MANILA, Philippines — Since 1947, the Joint U.S. Military Assistance Group here has assisted, advised and trained the Philippine military.

The group develops and supports state and defense department programs to increase military cooperation and help combat terrorism. It’s an ambitious agenda that accounted for nearly $114 million in fiscal 2003.

The group — roughly 12 U.S. servicemembers working with about 50 Philippine servicemembers and civilians — also advises the U.S. ambassador to the Philippines.

JUSMAG oversees bilateral exercises, humanitarian projects, and military financing, sales and education. More Philippine military leaders attend U.S. military colleges than from any other Asian nation. More excess defense articles are delivered and counterterrorism training conducted here than anywhere else in the Pacific.

The relationship has wavered, from heavy support in the 1980s to almost none a decade later, as the last of the troops left the U.S. bases in the Philippines. But since 2000, and more so since Sept. 11, 2001, the two countries have revamped their defense partnership, and with that created a newly charged JUSMAG.

In 2003, the group oversaw five counterterrorism training modules created to help the Armed Forces of the Philippines, or AFP, fight terror. Pilots learned to fly missions at night to help evacuate injured soldiers. Rangers learned to infiltrate buildings to free hostages.

The training, called security-assistance training, will continue this year with a new program to help improve the Philippine version of Navy SEALs.

The group coordinated about 20 bilateral training exercises this year including Balikatan, Balance Piston and Talon Vision. It provided civil affairs personnel to treat thousands and rebuild schools and other infrastructure.

Under JUSMAG, foreign-military financing has gone from nothing after the base closures to the fourth highest in the world.
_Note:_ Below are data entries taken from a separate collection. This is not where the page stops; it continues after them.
PR #5684, opened 2026-08-07
fix(hooks): emit hook.failed when a helper suite hook throws

### LINKED ISSUE #5660: 4.x: junitReporter still doesn't record helper _beforeSuite()/_afterSuite() failures (follow-up to #5645)
Follow-up to #5645 and the fix in 5b2517c6bc830c78f22609d3582ee80bdd96d339.

That fix listens on `event.hook.failed`, which is only emitted by `fireHook()` in `lib/mocha/asyncWrapper.js`, and `fireHook()` is only called from the `injected()` wrapper used for the test-file-defined `BeforeSuite()` / `AfterSuite()` / `Before()` / `After()` functions (registered in `lib/mocha/ui.js`).

A **custom helper's** `_beforeSuite()` / `_afterSuite()` lifecycle methods run through a different mocha hook — `suite.beforeAll('codeceptjs.beforeSuite', suiteSetup(suite))` (`lib/mocha/ui.js:106`), which calls `runAsyncHelpersHook('_beforeSuite', ...)` (`lib/listener/helpers.js:32`). Looking at `suiteSetup()` / `suiteTeardown()` in `asyncWrapper.js`, on failure they call `doneFn(err)` directly and never call `fireHook()` — so `event.hook.failed` is never emitted for helper lifecycle failures, and `junitReporter` still produces an empty/incomplete report for these.

### Repro

```ts
// steps_file.ts / a custom helper
import Helper from "@codeceptjs/helper";

class MyHelper extends Helper {
  async _beforeSuite() {
    throw new Error("Simulated error in helper _beforeSuite");
  }
}
export = MyHelper;
```

```ts
// My_test.ts
Feature("My");

  I.amOnPage("https://example.com");
});
```

```ts
// codecept.conf.ts
  tests: "./*_test.ts",
  output: "./output",
  helpers: {
    Playwright: { browser: "chromium", url: "http://localhost", show: false },
    MyHelper: { require: "./my_helper.ts" },
  },
  noGlobals: true,
  plugins: { junitReporter: { enabled: true } },
  name: "my",
  require: ["tsx/cjs"],
};
```

Running `codeceptjs run --verbose` fails the suite (`"before all" hook: codeceptjs.beforeSuite for "..."`), but `output/report.xml` comes out as:

```xml
<?xml version="1.0" encoding="UTF-8"?>
<testsuites name="CodeceptJS" tests="0" failures="0" skipped="0" errors="0" time="0.000" .../>
```

Same empty-report symptom as #5645, just triggered from a helper's lifecycle hook instead of the test file's `BeforeSuite()`.

### Suggested fix

We worked around it by listening on Mocha's own `runner.on('fail', ...)` event instead of (or in addition to) `event.hook.failed`. `runner.on('fail')` fires for **every** suite-level hook failure regardless of origin (test-file hooks and helper lifecycle hooks alike), so a single title-based filter (`/^"(before all|after all)" hook:/`) covers both cases without duplicating the entries already covered by `event.hook.failed`. Happy to share the patch we're running if useful for a PR.

luantaraschi:

Resolves #5660.

@mirao's trace is correct and I followed it through the code. `event.hook.failed` is only emitted by `fireHook()`, which is only reached from the `injected()` wrapper used for test-file-defined `BeforeSuite()` / `AfterSuite()`. A custom helper's `_beforeSuite()` / `_afterSuite()` takes a different route:

`lib/mocha/ui.js:106` registers `suite.beforeAll('codeceptjs.beforeSuite', suiteSetup(suite))` → `suiteSetup` emits `event.suite.before` → `lib/listener/helpers.js:30` queues `runAsyncHelpersHook('_beforeSuite', ...)` on the recorder. When that throws, it surfaces in `suiteSetup`'s `recorder.errHandler`, which called `doneFn(err)` and nothing else. No `hook.failed`, so `junitReporter`'s listener never fired and the report stayed empty.

Both error handlers now emit the matching hook object before calling done. I passed the mocha suite straight through, which is what `fireHook()` already does, so `hook.ctx.test` and `hook.hookName` come out the same shape junitReporter already consumes (`['BeforeSuite', 'AfterSuite'].includes(hook.hookName)`).

I did not reuse `fireHook()` here: it derives the hook kind from `suite.ctx?.test?.title?.match(/"([^"]*)"/)[1]`, and these hooks are titled `codeceptjs.beforeSuite`, which has no quoted segment, so that match returns null and the indexing throws.

## Type of change

- [x] :bug: Bug fix

## Checklist:

- [x] Tests have been added

Two tests appended to `test/unit/mocha/asyncWrapper_test.js`, one per hook. They queue a throwing helper method the same way `runAsyncHelpersHook` does and assert both that `done` still receives the error and that `hook.failed` carries the right `hookName`. Both fail on the commit before this change with `hook.failed was emitted`.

In terms of military sales, the Armed Forces of the Philippines this year purchased more than $1 million in military goods through JUSMAG, with the possibility of $7 million more in a pending sale of helicopters. An agreement between President George Bush and Philippine President Gloria Macapagal Arroyo to improve the AFP could add $17 million in sales.

“The fight against terrorism is one of the anchors on which our current skills development and training are directed,” said Lt. Gen. Rodolfo C. Garcia, vice chief of staff for the Armed Forces of the Philippines. “But this relationship of ours is based on very close historical ties and an affinity between the American people and the Philippine people.”

Strong ties

The joint assistance group began after World War II to advise and assist a key ally. At one time, the group had 300 people working for it. They had their own compound and commissary in Manila.
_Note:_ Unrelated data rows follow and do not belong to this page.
PR #5685, opened 2026-08-07
fix(typescript): map included .ts files in step output

### LINKED ISSUE #5675: Scenario Steps show .temp.mjs instead of .ts for TypeScript include modules

Scenario Steps / failure output for actions called from TypeScript `include` modules (page objects, custom steps) should show the original `.ts` path, as the migration guide says:

> [Error stack traces point at `.ts` source lines, not transpiled output.](https://codecept.io/migration-4#:~:text=Error%20stack%20traces%20point%20at%20.ts%20source%20lines%2C%20not%20transpiled%20output.)

Related: #5362 (closed), #5403. Still reproduces on 4.0.8 and 4.1.0.

#### What do you get instead?

Test files show `.ts` correctly. Steps from `include`d `.ts` files show deleted sibling `.temp.mjs` paths (and wrong line numbers):

```bash
✔ I.click("...") at Object.somePageMethod (file://./pages/home.page.18611.jdt12cwb.temp.mjs:80:11)
✖ I.click("missing") at Test.<anonymous> (./tests/home_test.ts:5:5)
```

```ts
// pages/home.page.ts
const { I } = inject();
module.exports = {
  open() {
    I.amOnPage('/');
    I.click('this does not exist');
  },
};

// home_test.ts
Feature('temp paths');
Scenario('fail from page object', ({ homePage }) => {
  homePage.open();
});
```

### Details

* CodeceptJS version: 4.0.8 (also verified still present in 4.1.0)
* NodeJS Version: 26.x
* Operating System: macOS
* playwright version: (Playwright helper; unrelated to the path bug)
* Configuration file:

```ts
exports.config = {
  tests: './tests/**/*.ts',
  helpers: { Playwright: { url: 'http://localhost', browser: 'chromium' } },
  include: { homePage: './pages/home.page.ts' },
  require: ['tsx/cjs'],
};
```

luantaraschi:

Resolves #5675.

@djyarber's observation that test files map correctly but included page objects do not comes down to two adjacent blocks in `lib/container.js` that do almost the same thing and disagree about where the result goes.

The helper block, around line 470, merges the transpile mapping into **`store.tsFileMapping`**. The include/support block, around line 889, merges the same shape of mapping into **`container.tsFileMapping`** only.

`Step.line()` in `lib/step/base.js:156` reads `store.tsFileMapping`. So a step whose stack frame points into an included `.ts` module has no entry to match and keeps the `.temp.mjs` path, which by then has been deleted, hence the paths in the report.

Error stacks were never affected, which is why the migration guide's promise holds for failures: `fixErrorStack()` is handed the mapping object directly by the caller rather than reading it from `store`.

The include block now merges into `store` as well, mirroring the helper block.

## Type of change

- [x] :bug: Bug fix

## Checklist:

- [ ] Tests have been added

I want to be straight about the missing test. Exercising this needs a container built from a config with a TypeScript `include`, transpiled for real, and I did not get a harness for that working that I would trust. `test/unit/utils/typescript_test.js` drives `transpileTypeScript` directly and never touches the container. A test asserting `Step.line()` maps a path when `store.tsFileMapping` already holds the entry would pass before and after this change, so it would prove nothing.

What I did verify is the asymmetry itself: both blocks receive the same `mapping` from `transpileTypeScript`, only one writes to `store`, and `store` is what the reader uses. If you point me at the right fixture or harness for a config-level include I will add the regression test.

Unit suite on Windows: 758 passing / 11 failing, unchanged by this PR. Those 11 are pre-existing path assertions that expect POSIX paths and see a `C:` drive letter (`utils_test.js`, `utils/trace_test.js`).

### DIFF
--- a/test/data/sandbox/typescript-step-paths/codecept.conf.js
+++ b/test/data/sandbox/typescript-step-paths/codecept.conf.js
@@ -1,0 +1,13 @@
+export const config = {
+  tests: './tests/*Test.ts',
+  helpers: {
+    FakeHelper: {
+      require: './fakeHelper.js',
+    },
+  },
+  include: {
+    fooPage: './pages/fooPage.ts',
+  },
+  require: ['tsx/cjs'],
+  name: 'typescript-step-paths',
+}
--- a/test/runner/typescript_step_paths_test.js
+++ b/test/runner/typescript_step_paths_test.js
@@ -9,23 +9,25 @@ const runner = path.join(__dirname, '../../bin/codecept.js')
 const codeceptDir = path.join(__dirname, '../data/sandbox/typescript-step-paths')
 
 describe('TypeScript step paths', () => {
-  it('maps included page object steps back to their source file', done => {
-    execFile(
-      process.execPath,
-      [runner, 'run', '--config', path.join(codeceptDir, 'codecept.conf.js')],
-      { cwd: codeceptDir, env: { ...process.env, FORCE_COLOR: '0' } },
-      (err, stdout) => {
-        try {
-          expect(err).toBeTruthy()
-          expect(stdout).toContain('Scenario Steps:')
-          expect(stdout).toMatch(/at Object\.open \(\.\/pages\/fooPage\.ts:\d+:\d+\)/)
-          expect(stdout).not.toContain('.temp.mjs')
-          expect(stdout).not.toContain('file://./pages/fooPage.ts')
-          done()
-        } catch (error) {
-          done(error)
-        }
-      },
-    )
-  })
+  for (const configFile of ['codecept.conf.js', 'codecept.esm.conf.js']) {
+    it(`maps included page object steps back to their source file with ${configFile}`, done => {
+      execFile(
+        process.execPath,
+        [runner, 'run', '--config', path.join(codeceptDir, configFile)],
+        { cwd: codeceptDir, env: { ...process.env, FORCE_COLOR: '0' } },
+        (err, stdout) => {
+          try {
+            expect(err).toBeTruthy()
+            expect(stdout).toContain('Scenario Steps:')
+            expect(stdout).toMatch(/at Object\.open \(\.\/pages\/fooPage\.ts:\d+:\d+\)/)
+            expect(stdout).not.toContain('.temp.mjs')
+            expect(stdout).not.toContain('file://./pages/fooPage.ts')
+            done()
+          } catch (error) {
+            done(error)
+          }
+        },
+      )
+    })
+  }
 })
--- a/test/runner/typescript_step_paths_test.js
+++ b/test/runner/typescript_step_paths_test.js
@@ -1,0 +1,31 @@
+import { execFile } from 'child_process'
+import { expect } from 'expect'
+import path from 'path'
+import { fileURLToPath } from 'url'
+
+const __filename = fileURLToPath(import.meta.url)
+const __dirname = path.dirname(__filename)
+const runner = path.join(__dirname, '../../bin/codecept.js')
+const codeceptDir = path.join(__dirname, '../data/sandbox/typescript-step-paths')
+
+describe('TypeScript step paths', () => {
+  it('maps included page object steps back to their source file', done => {
+    execFile(
+      process.execPath,
+      [runner, 'run', '--config', path.join(codeceptDir, 'codecept.conf.js')],
+      { cwd: codeceptDir, env: { ...process.env, FORCE_COLOR: '0' } },
+      (err, stdout) => {
+        try {
+          expect(err).toBeTruthy()
+          expect(stdout).toContain('Scenario Steps:')
+          expect(stdout).toMatch(/at Object\.open \(\.\/pages\/fooPage\.ts:\d+:\d+\)/)
+          expect(stdout).not.toContain('.temp.mjs')
+          expect(stdout).not.toContain('file://./pages/fooPage.ts')
+          done()
+        } catch (error) {
+          done(error)
+        }
+      },
+    )
+  })
+})
--- a/lib/container.js
+++ b/lib/container.js
@@ -892,10 +892,6 @@ async function loadSupportObject(modulePath, supportObjectName) {
           for (const [key, value] of mapping.entries()) {
             container.tsFileMapping.set(key, value)
           }
-          // Step.line() maps temp paths back through store, not through the
-          // container, so an include has to land there too. Without this a step
-          // that originates in an included .ts page object is printed with the
-          // deleted .temp.mjs sibling. (#5675)
           if (!store.tsFileMapping) {
             store.tsFileMapping = new Map()
           }
--- a/lib/container.js
+++ b/lib/container.js
@@ -892,6 +892,16 @@ async function loadSupportObject(modulePath, supportObjectName) {
           for (const [key, value] of mapping.entries()) {
             container.tsFileMapping.set(key, value)
           }
+          // Step.line() maps temp paths back through store, not through the
+          // container, so an include has to land there too. Without this a step
+          // that originates in an included .ts page object is printed with the
+          // deleted .temp.mjs sibling. (#5675)
+          if (!store.tsFileMapping) {
+            store.tsFileMapping = new Map()
+          }
+          for (const [key, value] of mapping.entries()) {
+            store.tsFileMapping.set(key, value)
+          }
         } catch (tsError) {
           throw new Error(`Failed to load TypeScript file ${importPath}: ${tsError.message}. Make sure 'typescript' package is installed.`)
         }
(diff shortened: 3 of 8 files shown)


djyarber:
Thanks for digging into this! Your read of the write/read mismatch is correct. Here’s a minimal browser-free config that reproduces it, with only this PR applied the Scenario Steps path is still wrong.

## Working Repro

Browser-free, no network, ~1.1s. CodeceptJS **4.1.0** (latest on npm) with the one-line change from this PR hand-applied to `lib/container.js`. Same result on 4.0.8.

`codecept.conf.js`:

```js
export const config = {
  tests: './tests/*Test.ts',
  helpers: { FakeHelper: { require: './fakeHelper.js' } },
  include: { fooPage: './pages/fooPage.ts' },
  require: ['tsx/cjs'],
  name: 'ts-step-paths-repro',
};
```

`fakeHelper.js` — avoids needing a browser at all:

```js
import Helper from 'codeceptjs/lib/helper';

export default class FakeHelper extends Helper {
  doThing(label) { return label; }
  failNow(message) { throw new Error(message); }
}
```

`pages/fooPage.ts`:

```ts
export {};
const { I } = inject();

export default {
  open() {
    I.doThing('called from a .ts page object under include');
  },
};
```

`tests/fooTest.ts` — the failing step is what makes the `Scenario Steps` block print:

```ts
Feature('ts step paths');

Scenario('reports page object step path', ({ I, fooPage }) => {
  fooPage.open();
  I.failNow('deliberate failure so Scenario Steps is printed');
});
```

## Result matrix

| `container.js` (this PR) | `step/base.js` ordering | Step output |
|---|---|---|
| stock | stock | ✖ `.temp.mjs` |
| **this PR** | stock | ✖ `.temp.mjs` |
| stock | fixed (below) | ✖ `.temp.mjs` |
| this PR | fixed (below) | ✔ `file://./pages/fooPage.ts` (`.ts`, but `file://` leftover) |

Neither change is sufficient alone, both are necessary.

## Defect

Even with this PR’s change applied (hand-patched into `lib/container.js` on `4.1.0`), Scenario Steps still report `.temp.mjs`. Instrumenting `Step.line()` shows why:

```
[DEBUG] line to match: "at Object.open (file://./pages/fooPage.74609.ryob11cp.temp.mjs:4:11)"
[DEBUG] mapping present: true size: 1
[DEBUG]   entry mjs: "/abs/path/to/pages/fooPage.74609.ryob11cp.temp.mjs" -> matched: false
```

The mapping entry now exists, your change works, but the lookup still misses.

`Step.line()` shortens absolute paths to `.` _before_ it looks them up in the mapping. The mapping’s keys are still absolute (`transpileTypeScript` stores them that way), so after shortening, `line.includes(mjsFile)` never finds a match.

Doing the mapping first, then shortening, seems to fix it:

```diff
   line() {
     const lines = this.stack.split('\n')
     if (lines[STACK_LINE]) {
-      let line = lines[STACK_LINE].trim()
-        .replace(store.codeceptDir || '', '.')
-        .trim()
+      let line = lines[STACK_LINE].trim()

-      // Map .temp.mjs back to original .ts files using container's tsFileMapping
+      // Map .temp.mjs back to original .ts files using container's tsFileMapping.
+      // The mapping holds absolute paths, so this must run before codeceptDir is
+      // shortened to '.', or the lookup can never match.
       const fileMapping = store.tsFileMapping
       if (line.includes('.temp.mjs') && fileMapping) {
         for (const [tsFile, mjsFile] of fileMapping.entries()) {
           if (line.includes(mjsFile)) {
             line = line.replace(mjsFile, tsFile)
             break
           }
         }
       }

-      return line
+      return line.replace(store.codeceptDir || '', '.').trim()
     }
     return ''
   }
```

Non-mapped step lines still shorten the same way, eg at `Test.<anonymous> (./tests/fooTest.ts:7:5)`.

Even when mapping works, include steps still show `file://./pages/fooPage.ts` rather than `./pages/fooPage.ts`, because shortening leaves the `file://` scheme.

## Line numbers are still wrong (separate issue)

#5675 also mentioned wrong line numbers, and that part is **not** fixed by either change. Green output reports `./pages/fooPage.ts:4:11`, but `I.doThing` is at line 6, column 9, the numbers are still the transpiled `.mjs`'s, off by the stripped `export {}` and blank line.

`fileMapping` is file-level only, so no path-substitution fix can recover line numbers. That needs line-preserving transpilation or real source maps. Worth splitting out rather than closing #5675 as fully fixed.

luantaraschi:
Thanks for the detailed repro and result matrix. You're right: this PR populates the mapping, but `Step.line()` shortens the absolute path before the lookup, so the absolute `.temp.mjs` key can never match.

I'll update this PR to apply the mapping before `codeceptDir` normalization, remove the leftover `file://` prefix, and add the browser-free regression you outlined. I'll keep the incorrect line numbers separate because file-level mapping cannot recover source positions. This PR should only claim to restore the original `.ts` path.

test/runner/typescript_step_paths_test.js
```diff
@@ -0,0 +1,31 @@
...
+      process.execPath,
+      [runner, 'run', '--config', path.join(codeceptDir, 'codecept.conf.js')],
+      { cwd: codeceptDir, env: { ...process.env, FORCE_COLOR: '0' } },
+      (err, stdout) => {
+        try {
+          expect(err).toBeTruthy()
+          expect(stdout).toContain('Scenario Steps:')
+          expect(stdout).toMatch(/at Object\.open \(\.\/pages\/fooPage\.ts:\d+:\d+\)/)
+          expect(stdout).not.toContain('.temp.mjs')
+          expect(stdout).not.toContain('file://./pages/fooPage.ts')
```
djyarber: _⛏️ nitpick (non-blocking)_

I think this is redundant with the `./pages/fooPage.ts` match above, that regex already rejects the `file://./` form

djyarber (approved):
Verified this fixes what I was seeing (unexpected file references)

One small comment suggestion left to consider

kobenguyent:
Out of curiosity, does require: ['tsx/esm'] resolve the issue quickly?

luantaraschi:
I tested that exact change against the previous PR head (`44cb8b70`) using the browser-free repro. It still reports the included step as `fooPage.<hash>.temp.mjs`, so `tsx/esm` alone does not fix the path mapping.

This matches the current behavior in `Codecept.requireModules`, which already replaces `tsx/cjs` with `tsx/esm`. I also ran the regression on the current PR head with the fixture explicitly set to `tsx/esm`, and it passes with the original `./pages/fooPage.ts` path. The mapping and normalization change is still needed.

test/data/sandbox/typescript-step-paths/codecept.conf.js
```diff
@@ -0,0 +1,13 @@
...
+  tests: './tests/*Test.ts',
+  helpers: {
+    FakeHelper: {
+      require: './fakeHelper.js',
+    },
+  },
+  include: {
+    fooPage: './pages/fooPage.ts',
+  },
+  require: ['tsx/cjs'],
```
kobenguyent, line 11: Perhaps we shall add another test configuration using tsx/ESM to increase our coverage?

kobenguyent:
Thanks for the quick response. So anyway we still need the fix.

test/data/sandbox/typescript-step-paths/codecept.conf.js
luantaraschi: Good suggestion. I added a second config that uses `require: ['tsx/esm']` directly and now run the same regression against both configs. Both cases pass locally (`2 passing`), and ESLint passes for the related test files.

kobenguyent (approved):

test/runner/typescript_step_paths_test.js
luantaraschi: You are right that the regex above already rejects the `file://` form on that line: it anchors on `(` immediately followed by `./pages/`, so `at Object.open (file://./pages/fooPage.ts:4:11)` cannot match it.

The one case the extra line still covers is a second occurrence. `toMatch` is satisfied by any match anywhere in stdout, so a run that printed one correct step line and one leftover `file://` line elsewhere in the Scenario Steps block would pass the regex and fail this. That is the shape I actually saw while working on it: the normalization was fixed for the mapped line first, and the unmapped ones still carried the scheme.

Happy to drop it if you would rather keep the test tight. It is a cheap belt for a failure mode I hit once, not something I feel strongly about.

djyarber: No strong feelings about it, you hit it and the test is already implemented, I would opt for leaving it and moving on! 🎉

luantaraschi: Great, leaving it as is then. Thanks for the review and for the repro that pinned down the mapping order.

DavertMik:
Seems good, thank you

DavertMik:
Hey, @luantaraschi thanks for active contributions
It would be nice if we could communicate more on development
Please join our Slack https://bit.ly/chat-codeceptjs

In the late 1980s, the United States scaled back on its military presence everywhere.

“We lost our appetite to be in a lot of places,” said Army Col. Mathias Velasco, JUSMAG’s current chief.

Bases closed at home, and the Soviet Union collapsed, ending the Cold War. Philippine nationalism also grew and the result led to the closing of the U.S. bases in the Philippines and the end of a strategic footprint in the region.

After the bases closed, the relationship cooled. Since the two nations lacked a treaty allowing U.S. troops in the country, aid and assistance dried up.

At the time, terrorist groups reportedly began building strongholds across the country, some with ties to al-Qaida.

In 1999, the governments drafted a visiting-forces agreement that allowed U.S. troops, as trainers or in exercises, to return. Cooperation intensified after Sept. 11; more money flowed to the country, and more projects were created to curb terrorist activities.

In fiscal 2001, the United States gave less than $2 million in military financing to the Philippines; in fiscal 2002, that amount rose to about $45 million; and in fiscal 2003, to $50 million, U.S. Embassy officials said.

Transformation ahead

The next step for the two countries is moving from a role of provider to that of partner.

The current relationship is more transactional with the United States providing training and equipment, Velasco said. It must become transformational, with the United States helping the AFP become a stronger, better trained and more efficient organization.

He hopes the training and exercises can help achieve that goal.

“The [security assistance] models have helped in our fight against terrorism. Now it’s a matter of putting the effect of that training out in the field,” he said.

The group is moving away from its counterterrorism training, Velasco said. Next year’s security-assistance budget is up slightly from this year; there is no budget planned for the year after.

The process created Philippine military trainers, allowing the programs to continue with minimal U.S. help.

“We’ll start to come back and do exercises [to sustain the training],” Velasco said.

The partnership will also grow through the implementation of the Joint Defense Assessment, a plan created between the governments to help the AFP improve its organization, confidence among its ranks and effectiveness in the field.

Garcia described it as correcting the dysfunctions in the AFP’s system.

The plan will be a short- and long-term fix to the AFP’s problems. Many of those problems sparked an officer-led mutiny in July. Among the complaints listed by the mutineers was corruption and operational shortcomings, like the inability to evacuate injured soldiers at night, something the U.S. training this year helped correct.

The mutiny also forced the AFP to recognize its problems and be more receptive to reform under the JDA.

Ultimately, the Joint Defense Assessment will improve the two countries’ ties, Garcia said. “This would only further strengthen the character engagement between the two nations.”